WHAT THE TASK ASKS: Scan the listing and copy each line where the word "separate" is present.
+++ INPUT DATA
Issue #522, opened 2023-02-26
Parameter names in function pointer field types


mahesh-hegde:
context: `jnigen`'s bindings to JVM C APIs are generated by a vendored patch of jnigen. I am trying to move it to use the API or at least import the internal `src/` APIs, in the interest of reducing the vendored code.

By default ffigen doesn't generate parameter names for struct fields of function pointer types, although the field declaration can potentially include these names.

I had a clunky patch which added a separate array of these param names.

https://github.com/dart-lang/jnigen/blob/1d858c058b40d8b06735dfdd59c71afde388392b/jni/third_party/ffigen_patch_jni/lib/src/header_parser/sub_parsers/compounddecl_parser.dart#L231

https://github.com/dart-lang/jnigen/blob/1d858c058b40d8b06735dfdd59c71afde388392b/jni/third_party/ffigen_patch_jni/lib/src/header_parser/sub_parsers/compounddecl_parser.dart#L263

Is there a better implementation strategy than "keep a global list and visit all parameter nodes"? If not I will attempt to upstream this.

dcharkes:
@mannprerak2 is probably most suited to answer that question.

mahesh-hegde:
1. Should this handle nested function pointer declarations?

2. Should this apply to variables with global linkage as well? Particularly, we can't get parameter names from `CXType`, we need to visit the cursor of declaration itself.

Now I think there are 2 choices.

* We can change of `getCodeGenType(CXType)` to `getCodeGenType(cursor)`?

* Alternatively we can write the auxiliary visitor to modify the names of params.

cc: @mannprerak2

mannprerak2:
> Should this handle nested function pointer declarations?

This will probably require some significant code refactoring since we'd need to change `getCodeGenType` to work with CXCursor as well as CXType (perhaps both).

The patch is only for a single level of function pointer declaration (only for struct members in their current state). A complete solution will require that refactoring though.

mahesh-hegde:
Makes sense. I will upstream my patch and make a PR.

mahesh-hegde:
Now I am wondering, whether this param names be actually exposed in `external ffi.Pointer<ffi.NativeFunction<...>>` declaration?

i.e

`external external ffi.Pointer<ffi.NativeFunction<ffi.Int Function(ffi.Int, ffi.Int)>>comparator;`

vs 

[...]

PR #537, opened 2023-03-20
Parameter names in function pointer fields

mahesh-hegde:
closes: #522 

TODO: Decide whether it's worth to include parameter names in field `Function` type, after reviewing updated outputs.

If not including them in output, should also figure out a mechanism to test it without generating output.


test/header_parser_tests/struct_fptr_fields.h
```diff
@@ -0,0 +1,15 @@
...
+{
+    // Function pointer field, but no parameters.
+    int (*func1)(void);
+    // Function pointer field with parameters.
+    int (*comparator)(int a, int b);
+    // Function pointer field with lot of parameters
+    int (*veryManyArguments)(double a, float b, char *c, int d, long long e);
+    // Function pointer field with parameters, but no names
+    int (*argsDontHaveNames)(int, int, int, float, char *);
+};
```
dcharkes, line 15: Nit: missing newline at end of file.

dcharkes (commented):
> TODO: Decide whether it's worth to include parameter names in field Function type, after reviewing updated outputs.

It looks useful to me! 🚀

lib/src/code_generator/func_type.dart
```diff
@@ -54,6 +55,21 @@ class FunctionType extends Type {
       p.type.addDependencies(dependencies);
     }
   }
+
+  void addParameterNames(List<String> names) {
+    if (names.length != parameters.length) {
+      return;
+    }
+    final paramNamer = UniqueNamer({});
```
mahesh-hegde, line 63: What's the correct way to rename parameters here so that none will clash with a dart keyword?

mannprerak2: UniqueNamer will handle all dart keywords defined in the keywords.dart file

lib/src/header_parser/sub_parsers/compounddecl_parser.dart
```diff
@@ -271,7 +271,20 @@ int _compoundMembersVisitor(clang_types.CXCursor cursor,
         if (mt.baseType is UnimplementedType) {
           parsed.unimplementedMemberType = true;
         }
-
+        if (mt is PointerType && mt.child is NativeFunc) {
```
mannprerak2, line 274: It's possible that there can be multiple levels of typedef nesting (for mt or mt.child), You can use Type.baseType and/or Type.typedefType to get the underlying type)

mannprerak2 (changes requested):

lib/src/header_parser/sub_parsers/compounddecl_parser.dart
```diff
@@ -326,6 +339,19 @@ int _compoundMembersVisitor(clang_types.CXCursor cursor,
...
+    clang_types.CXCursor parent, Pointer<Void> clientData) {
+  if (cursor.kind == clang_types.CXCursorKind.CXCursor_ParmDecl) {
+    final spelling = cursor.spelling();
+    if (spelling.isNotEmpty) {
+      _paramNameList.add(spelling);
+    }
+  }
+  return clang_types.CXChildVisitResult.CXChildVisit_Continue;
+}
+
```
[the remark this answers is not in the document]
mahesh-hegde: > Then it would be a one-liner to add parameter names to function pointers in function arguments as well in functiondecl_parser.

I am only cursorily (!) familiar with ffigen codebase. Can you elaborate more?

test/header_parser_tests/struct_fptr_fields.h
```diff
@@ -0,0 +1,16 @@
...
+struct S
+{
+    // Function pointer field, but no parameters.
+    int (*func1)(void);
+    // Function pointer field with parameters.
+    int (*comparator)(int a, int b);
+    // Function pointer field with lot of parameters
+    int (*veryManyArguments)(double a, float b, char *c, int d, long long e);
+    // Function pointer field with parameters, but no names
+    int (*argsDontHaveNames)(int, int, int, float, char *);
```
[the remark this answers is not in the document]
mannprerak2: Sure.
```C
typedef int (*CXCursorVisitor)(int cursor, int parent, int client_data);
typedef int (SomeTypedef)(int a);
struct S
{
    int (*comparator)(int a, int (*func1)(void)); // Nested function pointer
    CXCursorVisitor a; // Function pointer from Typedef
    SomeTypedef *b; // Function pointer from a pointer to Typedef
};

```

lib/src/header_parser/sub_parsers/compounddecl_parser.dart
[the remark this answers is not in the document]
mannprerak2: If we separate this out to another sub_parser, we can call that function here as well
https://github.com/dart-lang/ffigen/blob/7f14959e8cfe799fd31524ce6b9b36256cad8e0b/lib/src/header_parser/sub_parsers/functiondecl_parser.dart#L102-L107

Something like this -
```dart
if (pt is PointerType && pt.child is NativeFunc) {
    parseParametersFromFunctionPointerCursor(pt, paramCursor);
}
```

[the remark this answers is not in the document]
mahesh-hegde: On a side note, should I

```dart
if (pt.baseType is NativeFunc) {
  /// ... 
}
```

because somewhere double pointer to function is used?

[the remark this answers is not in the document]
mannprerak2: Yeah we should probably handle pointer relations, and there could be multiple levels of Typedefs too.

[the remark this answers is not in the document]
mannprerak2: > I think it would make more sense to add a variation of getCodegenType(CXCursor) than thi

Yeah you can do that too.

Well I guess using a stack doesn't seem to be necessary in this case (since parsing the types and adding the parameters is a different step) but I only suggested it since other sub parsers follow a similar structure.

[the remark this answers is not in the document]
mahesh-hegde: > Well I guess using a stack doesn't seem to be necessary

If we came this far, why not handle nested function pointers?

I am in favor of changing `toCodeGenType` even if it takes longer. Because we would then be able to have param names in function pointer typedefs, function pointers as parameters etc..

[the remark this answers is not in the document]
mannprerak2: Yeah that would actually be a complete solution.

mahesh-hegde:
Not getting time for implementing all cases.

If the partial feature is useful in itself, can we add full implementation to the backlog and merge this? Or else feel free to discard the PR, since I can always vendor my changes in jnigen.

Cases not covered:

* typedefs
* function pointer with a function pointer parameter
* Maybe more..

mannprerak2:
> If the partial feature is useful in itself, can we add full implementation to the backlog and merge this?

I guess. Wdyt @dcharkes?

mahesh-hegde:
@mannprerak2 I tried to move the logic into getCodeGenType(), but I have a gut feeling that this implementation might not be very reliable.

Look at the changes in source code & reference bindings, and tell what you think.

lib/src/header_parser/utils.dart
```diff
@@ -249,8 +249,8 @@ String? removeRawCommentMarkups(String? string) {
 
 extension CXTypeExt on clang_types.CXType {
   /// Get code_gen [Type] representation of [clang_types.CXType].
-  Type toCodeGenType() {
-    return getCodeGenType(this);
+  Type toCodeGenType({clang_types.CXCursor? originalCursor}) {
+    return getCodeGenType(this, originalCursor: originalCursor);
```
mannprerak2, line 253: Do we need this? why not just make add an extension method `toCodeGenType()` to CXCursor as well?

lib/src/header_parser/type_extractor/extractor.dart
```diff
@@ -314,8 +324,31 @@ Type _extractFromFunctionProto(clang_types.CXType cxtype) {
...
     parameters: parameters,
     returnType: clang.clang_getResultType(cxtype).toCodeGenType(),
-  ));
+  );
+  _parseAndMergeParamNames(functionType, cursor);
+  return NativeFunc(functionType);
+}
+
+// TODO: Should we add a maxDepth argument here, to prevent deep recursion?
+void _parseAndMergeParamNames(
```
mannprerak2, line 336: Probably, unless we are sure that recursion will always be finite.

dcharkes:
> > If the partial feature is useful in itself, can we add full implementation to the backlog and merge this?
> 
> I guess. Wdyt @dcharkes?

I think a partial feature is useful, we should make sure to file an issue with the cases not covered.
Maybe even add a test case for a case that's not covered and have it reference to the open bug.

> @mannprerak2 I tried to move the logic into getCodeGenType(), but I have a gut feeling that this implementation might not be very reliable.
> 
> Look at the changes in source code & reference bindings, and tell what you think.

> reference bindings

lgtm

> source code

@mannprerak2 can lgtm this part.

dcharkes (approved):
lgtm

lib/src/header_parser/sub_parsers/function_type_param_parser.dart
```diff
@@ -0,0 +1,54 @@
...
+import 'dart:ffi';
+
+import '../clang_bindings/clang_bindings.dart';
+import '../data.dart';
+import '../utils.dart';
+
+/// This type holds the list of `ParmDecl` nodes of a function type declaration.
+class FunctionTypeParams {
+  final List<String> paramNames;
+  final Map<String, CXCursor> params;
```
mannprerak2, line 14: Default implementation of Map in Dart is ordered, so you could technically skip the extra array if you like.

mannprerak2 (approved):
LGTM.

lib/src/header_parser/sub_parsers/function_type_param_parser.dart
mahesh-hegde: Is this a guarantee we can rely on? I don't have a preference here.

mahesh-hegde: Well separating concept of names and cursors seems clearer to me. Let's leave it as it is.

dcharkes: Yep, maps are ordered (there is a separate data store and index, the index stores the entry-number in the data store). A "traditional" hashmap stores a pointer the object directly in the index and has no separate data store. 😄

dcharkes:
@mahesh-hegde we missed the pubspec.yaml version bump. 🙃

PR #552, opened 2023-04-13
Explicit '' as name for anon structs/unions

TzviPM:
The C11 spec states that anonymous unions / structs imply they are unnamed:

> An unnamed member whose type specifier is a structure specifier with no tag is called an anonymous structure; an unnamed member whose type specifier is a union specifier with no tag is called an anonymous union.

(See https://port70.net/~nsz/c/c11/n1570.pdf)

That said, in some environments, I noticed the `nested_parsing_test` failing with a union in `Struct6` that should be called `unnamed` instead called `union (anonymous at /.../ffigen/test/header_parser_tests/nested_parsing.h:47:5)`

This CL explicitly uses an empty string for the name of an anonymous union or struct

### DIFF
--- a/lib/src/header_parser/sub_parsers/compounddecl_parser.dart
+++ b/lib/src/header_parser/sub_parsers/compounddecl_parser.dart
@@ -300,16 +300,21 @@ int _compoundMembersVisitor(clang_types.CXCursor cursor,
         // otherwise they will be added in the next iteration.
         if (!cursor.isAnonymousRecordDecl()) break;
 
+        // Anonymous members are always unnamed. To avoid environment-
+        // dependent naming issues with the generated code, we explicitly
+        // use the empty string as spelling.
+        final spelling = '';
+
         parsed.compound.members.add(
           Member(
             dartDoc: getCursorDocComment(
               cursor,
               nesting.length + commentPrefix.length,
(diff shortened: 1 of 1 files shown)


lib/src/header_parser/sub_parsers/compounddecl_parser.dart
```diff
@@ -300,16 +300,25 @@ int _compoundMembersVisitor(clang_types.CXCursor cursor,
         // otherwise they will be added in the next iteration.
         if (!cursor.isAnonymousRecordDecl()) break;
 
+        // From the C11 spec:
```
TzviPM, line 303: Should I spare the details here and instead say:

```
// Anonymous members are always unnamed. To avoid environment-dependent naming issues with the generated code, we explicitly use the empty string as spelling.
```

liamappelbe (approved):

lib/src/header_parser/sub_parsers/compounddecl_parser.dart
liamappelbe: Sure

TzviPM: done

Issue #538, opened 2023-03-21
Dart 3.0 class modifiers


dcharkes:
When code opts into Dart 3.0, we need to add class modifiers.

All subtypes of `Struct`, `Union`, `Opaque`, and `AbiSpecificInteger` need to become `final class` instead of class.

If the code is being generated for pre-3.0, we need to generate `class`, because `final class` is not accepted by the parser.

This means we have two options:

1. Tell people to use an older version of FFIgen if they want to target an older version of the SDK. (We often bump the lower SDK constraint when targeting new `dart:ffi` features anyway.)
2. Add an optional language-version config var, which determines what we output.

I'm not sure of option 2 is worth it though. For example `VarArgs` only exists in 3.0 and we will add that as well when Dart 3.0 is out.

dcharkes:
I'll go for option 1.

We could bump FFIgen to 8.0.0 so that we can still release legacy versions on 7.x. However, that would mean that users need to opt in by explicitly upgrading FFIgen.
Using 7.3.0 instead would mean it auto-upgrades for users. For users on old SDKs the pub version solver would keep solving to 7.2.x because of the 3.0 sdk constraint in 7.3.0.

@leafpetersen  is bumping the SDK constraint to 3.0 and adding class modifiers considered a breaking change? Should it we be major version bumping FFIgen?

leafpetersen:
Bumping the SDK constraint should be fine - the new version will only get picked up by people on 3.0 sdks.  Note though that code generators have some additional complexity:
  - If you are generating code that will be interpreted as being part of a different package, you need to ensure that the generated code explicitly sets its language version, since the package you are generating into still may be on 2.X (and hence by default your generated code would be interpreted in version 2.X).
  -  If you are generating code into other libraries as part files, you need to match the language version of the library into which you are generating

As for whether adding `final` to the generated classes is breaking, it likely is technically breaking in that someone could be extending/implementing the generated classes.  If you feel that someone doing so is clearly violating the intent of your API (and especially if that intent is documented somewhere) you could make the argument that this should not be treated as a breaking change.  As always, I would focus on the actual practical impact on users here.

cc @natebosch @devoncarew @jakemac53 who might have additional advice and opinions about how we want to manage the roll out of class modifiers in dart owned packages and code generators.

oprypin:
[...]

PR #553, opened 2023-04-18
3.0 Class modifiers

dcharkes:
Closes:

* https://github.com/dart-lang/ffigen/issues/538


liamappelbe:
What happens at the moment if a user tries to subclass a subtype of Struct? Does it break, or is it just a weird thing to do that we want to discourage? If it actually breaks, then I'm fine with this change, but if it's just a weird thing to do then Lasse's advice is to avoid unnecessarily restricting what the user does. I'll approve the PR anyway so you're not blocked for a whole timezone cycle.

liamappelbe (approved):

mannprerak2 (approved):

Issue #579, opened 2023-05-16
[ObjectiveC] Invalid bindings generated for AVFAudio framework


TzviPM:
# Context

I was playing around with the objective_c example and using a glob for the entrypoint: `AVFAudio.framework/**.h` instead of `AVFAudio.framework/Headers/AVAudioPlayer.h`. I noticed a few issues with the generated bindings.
++++++
THE ANSWER:
I had a clunky patch which added a separate array of these param names.
mannprerak2: If we separate this out to another sub_parser, we can call that function here as well
dcharkes: Yep, maps are ordered (there is a separate data store and index, the index stores the entry-number in the data store). A "traditional" hashmap stores a pointer the object directly in the index and has no separate data store. 😄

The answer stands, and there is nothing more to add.